## EXERCISE
Nothing is to be left out: repeat every entry exactly as given.

======== SUPPLIED INFORMATION

PR #170, opened 2015-07-02
Use mathjax for math rendering on readthedocs

mdboom:
Using mathjax for rendering math is generally of higher quality (particularly on HiDPI displays) than pngmath (which uses LaTeX at build time to render PNG images).  The reason we don't use mathjax is because then the documentation can't be viewed locally without an internet connection (unless we include around 35MB of extra stuff with our documentation).

However, for readthedocs, we can get away with using MathJax, since viewing the docs on readthedocs doesn't work without an internet connection anyway.  (I don't think they have a feature to download docs for offline viewing, but if they did, obviously this would break that).

I haven't tested this -- I think the only way to test it is to merge it, see how readthedocs likes it for the "latest" build and revert it if there's a problem.  None of that will affect historical or stable builds of the docs, and it's unlikely to even break "latest" since it won't replace content unless the build succeeds.

### DIFF
--- a/CHANGES.rst
+++ b/CHANGES.rst
@@ -16,6 +16,10 @@ astropy-helpers Changelog
 
 - The fonts in graphviz diagrams now match the font of the HTML content. [#169]
 
+- When the documentation is built on readthedocs.org, MathJax will be
+  used for math rendering.  When built elsewhere, the "pngmath"
+  extension is still used for math rendering. [#170]
+
 1.0.2 (2015-04-02)
 ------------------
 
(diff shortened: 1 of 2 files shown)


embray:
Sounds good. Though it needs to be rebased now (I think because I merged #169)

mdboom:
Rebased.

embray:
Awesome, thanks.

mdboom:
This is "working for me" [TM], for example, here:

https://astropy.readthedocs.org/en/latest/modeling/compound-models.html

Looks good with Chrome 43 and Firefox 38 on Linux.  Anyone able to check IE and Safari?  (I assume it's all fine because mathjax claims to be supported there, but just in case).

embray:
Yeah, looks fine to me.

embray:
A better acid test is: https://astropy.readthedocs.org/en/latest/units/index.html

PR #171, opened 2015-07-07
This decorator shouldn't always assume that the docstring exists at a…

embray:
…ll; even if we expect the docstring to exist it may not due to optimized compilation (see astropy/astropy#3923)


mdboom:
:+1:  Makes sense.

PR #342, opened 2017-09-30
Use mathjax instead of imgmath

astrofrog:
We currently use mathjax on RTD but we use imgmath locally (this is to render latex equations). Using imgmath requires LaTeX to be installed in order for the docs to be built, and is slower - the astropy docs build in **5m14s** with mathjax instead of **6m40s** on my laptop, which is not negligible (these timings don't include the sphinx-gallery time since I don't have the plugin installed).

One might argue that imgmath looks nicer in some cases because it uses the real LaTeX, but this isn't important since at the end of the day what users see is the mathjax rendered LaTeX on RTD. So I am proposing we switch to also using mathjax locally and then remove the LaTeX requirements for building the docs (which we mention in http://docs.astropy.org/en/stable/install.html#building-documentation). This will then also make the local build consistent with RTD.

I also removed an unrelated obsolete comment since we do use ``sphinx.ext.viewcode`` now.

### DIFF
--- a/CHANGES.rst
+++ b/CHANGES.rst
@@ -25,6 +25,8 @@ astropy-helpers Changelog
 
 - Mark Sphinx extensions as parallel-safe. [#344]
 
+- Switch to using mathjax instead of imgmath for local builds. [#342]
+
 2.0.1 (2017-07-28)
 ------------------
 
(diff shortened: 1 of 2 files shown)


astrofrog:
This could arguably also be milestoned as 2.0.x, so let me know what you think.

bsipocz:
Thanks @astrofrog!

================

## TASK RESULT
PR #170, opened 2015-07-02
Use mathjax for math rendering on readthedocs

mdboom:
Using mathjax for rendering math is generally of higher quality (particularly on HiDPI displays) than pngmath (which uses LaTeX at build time to render PNG images).  The reason we don't use mathjax is because then the documentation can't be viewed locally without an internet connection (unless we include around 35MB of extra stuff with our documentation).

However, for readthedocs, we can get away with using MathJax, since viewing the docs on readthedocs doesn't work without an internet connection anyway.  (I don't think they have a feature to download docs for offline viewing, but if they did, obviously this would break that).

I haven't tested this -- I think the only way to test it is to merge it, see how readthedocs likes it for the "latest" build and revert it if there's a problem.  None of that will affect historical or stable builds of the docs, and it's unlikely to even break "latest" since it won't replace content unless the build succeeds.

### DIFF
--- a/CHANGES.rst
+++ b/CHANGES.rst
@@ -16,6 +16,10 @@ astropy-helpers Changelog
 
 - The fonts in graphviz diagrams now match the font of the HTML content. [#169]
 
+- When the documentation is built on readthedocs.org, MathJax will be
+  used for math rendering.  When built elsewhere, the "pngmath"
+  extension is still used for math rendering. [#170]
+
 1.0.2 (2015-04-02)
 ------------------
 
(diff shortened: 1 of 2 files shown)


embray:
Sounds good. Though it needs to be rebased now (I think because I merged #169)

mdboom:
Rebased.

embray:
Awesome, thanks.

mdboom:
This is "working for me" [TM], for example, here:

https://astropy.readthedocs.org/en/latest/modeling/compound-models.html

Looks good with Chrome 43 and Firefox 38 on Linux.  Anyone able to check IE and Safari?  (I assume it's all fine because mathjax claims to be supported there, but just in case).

embray:
Yeah, looks fine to me.

embray:
A better acid test is: https://astropy.readthedocs.org/en/latest/units/index.html

PR #171, opened 2015-07-07
This decorator shouldn't always assume that the docstring exists at a…

embray:
…ll; even if we expect the docstring to exist it may not due to optimized compilation (see astropy/astropy#3923)


mdboom:
:+1:  Makes sense.

PR #342, opened 2017-09-30
Use mathjax instead of imgmath

astrofrog:
We currently use mathjax on RTD but we use imgmath locally (this is to render latex equations). Using imgmath requires LaTeX to be installed in order for the docs to be built, and is slower - the astropy docs build in **5m14s** with mathjax instead of **6m40s** on my laptop, which is not negligible (these timings don't include the sphinx-gallery time since I don't have the plugin installed).

One might argue that imgmath looks nicer in some cases because it uses the real LaTeX, but this isn't important since at the end of the day what users see is the mathjax rendered LaTeX on RTD. So I am proposing we switch to also using mathjax locally and then remove the LaTeX requirements for building the docs (which we mention in http://docs.astropy.org/en/stable/install.html#building-documentation). This will then also make the local build consistent with RTD.

I also removed an unrelated obsolete comment since we do use ``sphinx.ext.viewcode`` now.

### DIFF
--- a/CHANGES.rst
+++ b/CHANGES.rst
@@ -25,6 +25,8 @@ astropy-helpers Changelog
 
 - Mark Sphinx extensions as parallel-safe. [#344]
 
+- Switch to using mathjax instead of imgmath for local builds. [#342]
+
 2.0.1 (2017-07-28)
 ------------------
 
(diff shortened: 1 of 2 files shown)


astrofrog:
This could arguably also be milestoned as 2.0.x, so let me know what you think.

bsipocz:
Thanks @astrofrog!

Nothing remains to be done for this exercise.